# Öffenlicher Bereich > Termine >  3. Thaifest in Limburg/Lahn 21.10.2006

## Enrico

:Lächeln:

----------

Also ich war da,
Monta und Sukhumvit ebenfalls, mehrere aus dem BBG wohl auch.
Habe gestern immer überlegt, wo kann ich ein paar Bilder reinstellen, werde es hier im Bilderthread tun.
Es war ein nettes, sehr familiäres Festchen, viele leckere Sachen zu essen, incl. Miss Limburg-Wahl und Karaoke-Singen.
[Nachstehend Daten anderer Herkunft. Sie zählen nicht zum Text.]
PR #3703, opened 2020-08-14
Let ADCE pass check DebugScope

jaebaek:
In the existing code, ADCE pass does not check DebugScope of an
instruction when it checks the users of each instruction, which results
in removing OpenCL.Debug.100 instructions that are only used by
DebugScope. This commit lets ADCE pass add DebugScope of an instruction
to the live instruction set when the instruction is added to the live
instruction set.

### DIFF
--- a/source/opt/aggressive_dead_code_elim_pass.h
+++ b/source/opt/aggressive_dead_code_elim_pass.h
@@ -81,15 +81,6 @@ class AggressiveDCEPass : public MemPass {
     if (!live_insts_.Set(inst->unique_id())) {
       worklist_.push(inst);
     }
-    if (inst->GetDebugScope().GetLexicalScope() != kNoDebugScope) {
-      auto* scope =
-          get_def_use_mgr()->GetDef(inst->GetDebugScope().GetLexicalScope());
-      AddToWorklist(scope);
-    }
-    if (inst->GetDebugInlinedAt() != kNoInlinedAt) {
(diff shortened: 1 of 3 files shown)


source/opt/aggressive_dead_code_elim_pass.h
```diff
@@ -81,6 +81,15 @@ class AggressiveDCEPass : public MemPass {
...
     }
+    if (inst->GetDebugScope().GetLexicalScope() != kNoDebugScope) {
+      auto* scope =
+          get_def_use_mgr()->GetDef(inst->GetDebugScope().GetLexicalScope());
+      AddToWorklist(scope);
+    }
+    if (inst->GetDebugInlinedAt() != kNoInlinedAt) {
+      auto* inlined_at = get_def_use_mgr()->GetDef(inst->GetDebugInlinedAt());
+      AddToWorklist(inlined_at);
+    }
```
s-perron, line 92: This is not the right place for this.  This should be in the loop where we process and instruction.  Probably somewhere around [here](https://github.com/KhronosGroup/SPIRV-Tools/blob/master/source/opt/aggressive_dead_code_elim_pass.cpp#L535).  The design is that the work list is the list of instructions that need to be processed.  We do not process it when adding it to the work list, but when we remove it from the work list.

jaebaek: done

jaebaek:
Thank you for the code review! PTAL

Alle Getränke zu 50 Cent, da kann man nicht meckern.
Ich fands insgesamt zum Wiederkommen.
Danke an die Ausrichter, die auch hoffentlcih etwas an Spenden für das Kinderheim zusammengebracht haben.

----------


## guenny

Das war ich, der Günny, irgendwie hats mit der Anmeldung nciht hingehauen, das kenn ich aber schon von phpbb-Foren.

----------


## Enrico

Ok, ja, das ist leider ein leidiges Thema was demnächst hoffentlich durch ein Update entlich mal beseitigt wird.

----------

Da kommt noch einer, der in Limburg war.
Ist gleichzeitig mein erster Beitrag hier. 
(muß mal schauen, wo man sich hier vorstellen kann)

Also, war nett familiär und Sohnemann wollte am Ende gar nicht mehr nach Hause. besser als die Großveranstaltungen.

----------

Willkommen an Board Mister Frauenversteher Monta   :musik:

----------

Danke Phommel,
und wenn Du mal was wissen möchtest....  ::

----------

Muß man sich, wenn man einen Beitrag schreiben will,
ein zweites Mal einloggen?
(Der Gast war Monta)

----------

Beim logging ist ein Kästchen ...dat du markieren...dann du nimmer musse eingeben dinne Passworteli....solang du nit mache lösch din e cookie.  :super:

----------


## Enrico

Hoffe das ich diese blöde Fehler bald funden hab :traurig:

----------


## Erich

Ich würd mal sagen: lieber auf nix von dem blaugeschriebenen clicken - oder?

----------

> Ich würd mal sagen: lieber auf nix von dem blaugeschriebenen clicken - oder?



Es sei denn du magst Spams.

Genau mit dem Scheiss machten die 'ne zeitlang die Blogger irre. Jeden Tag konntest bis zu 20 solcher Einträge im Gästebuch löschen gehen. Hoffe Enrico bekommt dies in Griff, weil sonst wird das hier nimmer.

----------